*Problem requirements*:
For each line of the data that includes the word "overwrite", copy the line.

*Source data*:
Start of Block

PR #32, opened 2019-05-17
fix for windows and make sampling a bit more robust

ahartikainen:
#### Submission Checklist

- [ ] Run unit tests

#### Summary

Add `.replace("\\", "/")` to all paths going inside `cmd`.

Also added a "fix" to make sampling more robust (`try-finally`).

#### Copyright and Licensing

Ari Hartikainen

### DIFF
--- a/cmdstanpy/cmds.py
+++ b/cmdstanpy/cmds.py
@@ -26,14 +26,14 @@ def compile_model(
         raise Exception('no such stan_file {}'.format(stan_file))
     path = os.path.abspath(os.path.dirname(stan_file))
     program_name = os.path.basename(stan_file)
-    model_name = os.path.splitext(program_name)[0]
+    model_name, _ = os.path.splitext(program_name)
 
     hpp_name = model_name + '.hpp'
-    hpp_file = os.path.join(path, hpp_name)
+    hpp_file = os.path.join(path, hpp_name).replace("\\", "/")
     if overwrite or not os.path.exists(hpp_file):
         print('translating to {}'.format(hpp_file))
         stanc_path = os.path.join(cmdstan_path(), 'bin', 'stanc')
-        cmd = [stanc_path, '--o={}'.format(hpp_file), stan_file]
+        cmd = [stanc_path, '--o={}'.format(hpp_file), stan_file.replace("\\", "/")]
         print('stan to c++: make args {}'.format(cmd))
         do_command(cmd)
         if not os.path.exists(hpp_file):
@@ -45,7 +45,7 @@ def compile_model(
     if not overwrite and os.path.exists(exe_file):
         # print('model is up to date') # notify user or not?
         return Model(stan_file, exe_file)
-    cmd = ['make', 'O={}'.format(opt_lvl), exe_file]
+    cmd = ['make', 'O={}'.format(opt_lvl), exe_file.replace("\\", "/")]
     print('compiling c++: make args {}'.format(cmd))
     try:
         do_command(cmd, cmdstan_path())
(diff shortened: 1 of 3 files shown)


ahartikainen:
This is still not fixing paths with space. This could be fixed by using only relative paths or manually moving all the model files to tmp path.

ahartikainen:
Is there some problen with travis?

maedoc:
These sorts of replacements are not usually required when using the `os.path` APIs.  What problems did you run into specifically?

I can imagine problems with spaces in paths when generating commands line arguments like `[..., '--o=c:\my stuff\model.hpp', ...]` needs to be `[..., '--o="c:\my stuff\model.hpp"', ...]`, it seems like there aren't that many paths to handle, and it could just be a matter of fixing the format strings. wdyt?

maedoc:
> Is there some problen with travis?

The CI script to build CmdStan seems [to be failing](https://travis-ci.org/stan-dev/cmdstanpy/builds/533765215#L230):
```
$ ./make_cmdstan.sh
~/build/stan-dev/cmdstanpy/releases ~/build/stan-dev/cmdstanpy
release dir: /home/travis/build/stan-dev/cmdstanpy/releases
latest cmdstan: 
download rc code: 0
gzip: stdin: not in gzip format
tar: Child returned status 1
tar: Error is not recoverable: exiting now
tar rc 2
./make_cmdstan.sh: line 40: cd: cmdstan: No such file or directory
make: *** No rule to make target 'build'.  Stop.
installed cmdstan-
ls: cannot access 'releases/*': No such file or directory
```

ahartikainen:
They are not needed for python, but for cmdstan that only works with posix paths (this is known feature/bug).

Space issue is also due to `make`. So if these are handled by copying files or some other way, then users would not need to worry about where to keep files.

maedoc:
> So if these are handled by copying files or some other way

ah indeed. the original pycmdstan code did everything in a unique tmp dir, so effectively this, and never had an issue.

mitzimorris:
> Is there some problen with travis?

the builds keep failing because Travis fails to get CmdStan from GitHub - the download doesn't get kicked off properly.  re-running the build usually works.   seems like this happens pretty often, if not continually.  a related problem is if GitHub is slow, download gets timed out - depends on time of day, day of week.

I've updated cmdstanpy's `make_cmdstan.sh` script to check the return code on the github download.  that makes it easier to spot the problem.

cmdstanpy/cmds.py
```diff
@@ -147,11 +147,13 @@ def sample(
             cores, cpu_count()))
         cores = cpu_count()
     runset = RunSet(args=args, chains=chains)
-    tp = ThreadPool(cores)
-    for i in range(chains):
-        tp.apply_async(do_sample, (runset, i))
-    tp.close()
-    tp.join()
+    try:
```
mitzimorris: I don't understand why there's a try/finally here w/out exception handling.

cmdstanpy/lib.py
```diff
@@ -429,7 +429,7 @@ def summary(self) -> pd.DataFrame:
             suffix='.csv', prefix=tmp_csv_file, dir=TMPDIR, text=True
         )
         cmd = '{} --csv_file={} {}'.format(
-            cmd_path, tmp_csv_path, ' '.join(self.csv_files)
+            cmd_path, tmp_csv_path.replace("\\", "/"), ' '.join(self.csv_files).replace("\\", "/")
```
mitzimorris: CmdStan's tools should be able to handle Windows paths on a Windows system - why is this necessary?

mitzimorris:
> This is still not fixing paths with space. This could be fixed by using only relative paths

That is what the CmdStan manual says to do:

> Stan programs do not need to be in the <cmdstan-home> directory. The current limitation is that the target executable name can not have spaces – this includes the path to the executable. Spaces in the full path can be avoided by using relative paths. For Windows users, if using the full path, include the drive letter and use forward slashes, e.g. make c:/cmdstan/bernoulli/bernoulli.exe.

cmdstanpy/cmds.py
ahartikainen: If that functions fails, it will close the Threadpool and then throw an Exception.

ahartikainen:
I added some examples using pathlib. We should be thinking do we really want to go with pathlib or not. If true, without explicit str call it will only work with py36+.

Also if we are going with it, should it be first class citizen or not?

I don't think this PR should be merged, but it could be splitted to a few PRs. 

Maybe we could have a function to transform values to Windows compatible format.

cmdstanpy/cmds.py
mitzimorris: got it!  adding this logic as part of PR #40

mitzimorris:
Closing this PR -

End of Block
Start of Block

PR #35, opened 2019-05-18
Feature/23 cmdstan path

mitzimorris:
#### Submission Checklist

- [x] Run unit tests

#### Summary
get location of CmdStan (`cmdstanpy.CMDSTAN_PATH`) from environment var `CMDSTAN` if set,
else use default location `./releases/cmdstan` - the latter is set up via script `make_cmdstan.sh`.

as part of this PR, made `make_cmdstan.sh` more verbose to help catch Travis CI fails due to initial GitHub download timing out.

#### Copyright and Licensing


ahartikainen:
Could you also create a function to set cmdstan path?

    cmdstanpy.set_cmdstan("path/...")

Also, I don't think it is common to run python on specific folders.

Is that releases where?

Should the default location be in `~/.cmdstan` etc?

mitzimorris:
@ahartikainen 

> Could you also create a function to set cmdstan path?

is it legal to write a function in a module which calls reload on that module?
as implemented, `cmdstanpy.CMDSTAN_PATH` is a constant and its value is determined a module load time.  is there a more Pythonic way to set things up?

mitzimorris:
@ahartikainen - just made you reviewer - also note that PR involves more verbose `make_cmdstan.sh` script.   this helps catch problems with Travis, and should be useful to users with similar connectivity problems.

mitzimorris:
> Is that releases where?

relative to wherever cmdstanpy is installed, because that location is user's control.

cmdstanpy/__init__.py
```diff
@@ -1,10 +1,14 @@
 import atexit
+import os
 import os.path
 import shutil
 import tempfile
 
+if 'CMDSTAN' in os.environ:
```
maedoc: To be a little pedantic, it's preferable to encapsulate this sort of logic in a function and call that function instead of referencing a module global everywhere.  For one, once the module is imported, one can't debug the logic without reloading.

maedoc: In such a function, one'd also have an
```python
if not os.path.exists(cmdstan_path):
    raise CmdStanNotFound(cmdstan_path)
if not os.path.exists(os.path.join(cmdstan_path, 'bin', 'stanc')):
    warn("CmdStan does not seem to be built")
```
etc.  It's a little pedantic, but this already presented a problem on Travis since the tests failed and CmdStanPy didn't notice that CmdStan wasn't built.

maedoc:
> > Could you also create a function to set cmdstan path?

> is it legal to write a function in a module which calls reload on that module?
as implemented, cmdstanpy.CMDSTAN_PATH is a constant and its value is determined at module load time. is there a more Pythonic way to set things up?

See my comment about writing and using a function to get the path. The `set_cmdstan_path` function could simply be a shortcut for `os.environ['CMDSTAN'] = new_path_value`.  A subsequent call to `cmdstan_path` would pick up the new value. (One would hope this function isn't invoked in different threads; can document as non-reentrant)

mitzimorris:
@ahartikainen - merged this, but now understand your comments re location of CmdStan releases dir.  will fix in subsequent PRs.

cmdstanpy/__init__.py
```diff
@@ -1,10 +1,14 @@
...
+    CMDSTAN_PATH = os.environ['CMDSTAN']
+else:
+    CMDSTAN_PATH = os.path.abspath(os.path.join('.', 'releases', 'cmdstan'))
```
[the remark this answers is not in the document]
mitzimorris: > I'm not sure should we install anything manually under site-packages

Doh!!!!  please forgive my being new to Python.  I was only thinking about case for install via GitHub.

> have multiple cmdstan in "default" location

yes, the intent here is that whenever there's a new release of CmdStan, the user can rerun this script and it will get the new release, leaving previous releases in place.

End of Block
Start of Block

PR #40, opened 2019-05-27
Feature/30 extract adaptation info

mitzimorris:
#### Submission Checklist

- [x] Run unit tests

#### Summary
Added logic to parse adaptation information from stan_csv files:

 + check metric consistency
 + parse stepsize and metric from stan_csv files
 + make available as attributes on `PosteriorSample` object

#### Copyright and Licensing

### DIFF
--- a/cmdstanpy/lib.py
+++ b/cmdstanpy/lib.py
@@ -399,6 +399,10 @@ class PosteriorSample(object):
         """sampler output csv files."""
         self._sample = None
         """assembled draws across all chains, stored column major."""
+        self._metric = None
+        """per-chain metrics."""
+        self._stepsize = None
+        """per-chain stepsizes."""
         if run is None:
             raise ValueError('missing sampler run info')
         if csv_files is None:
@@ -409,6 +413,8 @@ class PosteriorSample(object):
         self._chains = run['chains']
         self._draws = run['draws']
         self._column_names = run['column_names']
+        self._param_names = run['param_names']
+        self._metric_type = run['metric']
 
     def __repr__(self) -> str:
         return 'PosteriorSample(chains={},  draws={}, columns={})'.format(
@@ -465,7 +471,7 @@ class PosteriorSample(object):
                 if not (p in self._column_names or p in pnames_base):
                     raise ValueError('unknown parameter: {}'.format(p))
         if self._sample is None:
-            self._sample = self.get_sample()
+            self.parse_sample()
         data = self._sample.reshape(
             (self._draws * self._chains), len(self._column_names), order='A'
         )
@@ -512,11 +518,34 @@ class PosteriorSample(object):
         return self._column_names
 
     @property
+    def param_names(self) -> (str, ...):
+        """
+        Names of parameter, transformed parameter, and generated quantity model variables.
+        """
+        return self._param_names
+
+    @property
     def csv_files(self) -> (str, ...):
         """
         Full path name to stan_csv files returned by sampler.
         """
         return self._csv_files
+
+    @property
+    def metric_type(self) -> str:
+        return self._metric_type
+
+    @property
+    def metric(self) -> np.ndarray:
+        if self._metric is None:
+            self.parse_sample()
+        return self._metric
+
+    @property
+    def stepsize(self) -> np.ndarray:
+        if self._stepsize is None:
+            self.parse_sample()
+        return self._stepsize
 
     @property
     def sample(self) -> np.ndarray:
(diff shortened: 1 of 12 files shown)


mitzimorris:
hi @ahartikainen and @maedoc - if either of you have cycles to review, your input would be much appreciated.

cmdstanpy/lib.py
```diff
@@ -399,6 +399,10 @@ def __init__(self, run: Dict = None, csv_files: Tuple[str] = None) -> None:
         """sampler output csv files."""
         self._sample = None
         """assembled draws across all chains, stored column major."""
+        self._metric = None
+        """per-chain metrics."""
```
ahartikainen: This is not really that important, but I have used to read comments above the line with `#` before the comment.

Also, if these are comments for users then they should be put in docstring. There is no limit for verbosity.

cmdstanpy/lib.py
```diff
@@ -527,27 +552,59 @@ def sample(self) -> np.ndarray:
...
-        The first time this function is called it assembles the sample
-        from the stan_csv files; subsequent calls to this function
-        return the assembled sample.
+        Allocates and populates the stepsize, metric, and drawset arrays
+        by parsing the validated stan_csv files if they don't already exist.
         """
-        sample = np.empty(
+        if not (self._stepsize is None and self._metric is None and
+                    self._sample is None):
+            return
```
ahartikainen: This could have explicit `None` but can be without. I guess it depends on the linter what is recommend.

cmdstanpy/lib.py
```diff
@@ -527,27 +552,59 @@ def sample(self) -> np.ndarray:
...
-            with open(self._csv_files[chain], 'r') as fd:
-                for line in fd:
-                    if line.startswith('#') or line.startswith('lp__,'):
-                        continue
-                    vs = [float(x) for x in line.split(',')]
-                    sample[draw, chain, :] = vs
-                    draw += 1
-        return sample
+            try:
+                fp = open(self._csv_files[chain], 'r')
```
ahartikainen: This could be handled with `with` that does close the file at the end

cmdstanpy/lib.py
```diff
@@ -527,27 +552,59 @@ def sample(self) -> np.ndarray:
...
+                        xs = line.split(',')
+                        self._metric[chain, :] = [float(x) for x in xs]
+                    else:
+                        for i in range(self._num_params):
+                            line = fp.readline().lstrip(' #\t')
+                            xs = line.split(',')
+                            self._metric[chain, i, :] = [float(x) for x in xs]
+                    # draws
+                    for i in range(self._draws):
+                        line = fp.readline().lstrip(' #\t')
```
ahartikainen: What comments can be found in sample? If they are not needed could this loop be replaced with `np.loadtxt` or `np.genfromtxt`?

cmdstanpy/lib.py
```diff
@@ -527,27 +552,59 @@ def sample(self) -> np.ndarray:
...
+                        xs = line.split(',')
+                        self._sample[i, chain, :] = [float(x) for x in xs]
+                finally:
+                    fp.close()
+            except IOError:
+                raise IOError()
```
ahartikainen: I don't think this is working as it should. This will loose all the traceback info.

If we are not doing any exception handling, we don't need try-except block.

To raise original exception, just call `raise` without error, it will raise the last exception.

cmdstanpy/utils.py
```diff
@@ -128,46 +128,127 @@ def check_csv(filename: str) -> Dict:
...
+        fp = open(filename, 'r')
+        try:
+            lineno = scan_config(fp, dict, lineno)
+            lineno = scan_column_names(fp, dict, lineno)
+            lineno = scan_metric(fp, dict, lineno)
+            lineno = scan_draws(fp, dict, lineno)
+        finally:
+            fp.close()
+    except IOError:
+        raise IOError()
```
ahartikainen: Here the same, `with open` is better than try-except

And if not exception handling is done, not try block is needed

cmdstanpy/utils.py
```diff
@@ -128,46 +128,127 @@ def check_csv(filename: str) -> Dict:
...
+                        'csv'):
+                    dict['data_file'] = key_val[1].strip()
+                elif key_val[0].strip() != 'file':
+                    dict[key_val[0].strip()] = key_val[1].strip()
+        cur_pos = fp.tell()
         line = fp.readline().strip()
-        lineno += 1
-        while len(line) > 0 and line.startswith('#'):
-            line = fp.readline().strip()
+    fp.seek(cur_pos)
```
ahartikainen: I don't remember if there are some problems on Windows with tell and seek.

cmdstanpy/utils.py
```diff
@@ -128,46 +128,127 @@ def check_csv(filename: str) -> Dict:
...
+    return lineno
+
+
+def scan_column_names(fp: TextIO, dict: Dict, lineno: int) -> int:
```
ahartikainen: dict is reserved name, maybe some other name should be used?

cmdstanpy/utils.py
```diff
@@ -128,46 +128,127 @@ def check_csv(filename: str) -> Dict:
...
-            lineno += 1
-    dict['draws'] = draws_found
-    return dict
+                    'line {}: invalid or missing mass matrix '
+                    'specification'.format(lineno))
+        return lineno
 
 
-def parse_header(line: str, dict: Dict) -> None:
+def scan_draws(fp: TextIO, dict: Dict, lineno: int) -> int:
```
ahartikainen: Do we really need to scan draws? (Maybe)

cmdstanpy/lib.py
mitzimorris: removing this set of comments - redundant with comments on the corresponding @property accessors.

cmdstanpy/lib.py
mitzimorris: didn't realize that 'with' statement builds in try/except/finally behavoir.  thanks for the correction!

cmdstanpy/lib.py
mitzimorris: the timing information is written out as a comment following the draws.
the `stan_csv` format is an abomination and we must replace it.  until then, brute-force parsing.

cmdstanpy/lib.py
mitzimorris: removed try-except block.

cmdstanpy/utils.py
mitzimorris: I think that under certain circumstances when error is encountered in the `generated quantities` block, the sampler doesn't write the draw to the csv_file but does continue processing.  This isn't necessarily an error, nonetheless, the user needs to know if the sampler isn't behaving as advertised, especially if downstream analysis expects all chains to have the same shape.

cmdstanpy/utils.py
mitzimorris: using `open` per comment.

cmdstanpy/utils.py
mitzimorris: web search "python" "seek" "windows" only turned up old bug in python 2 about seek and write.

End of Block

*The answer*:
     if overwrite or not os.path.exists(hpp_file):
     if not overwrite and os.path.exists(exe_file):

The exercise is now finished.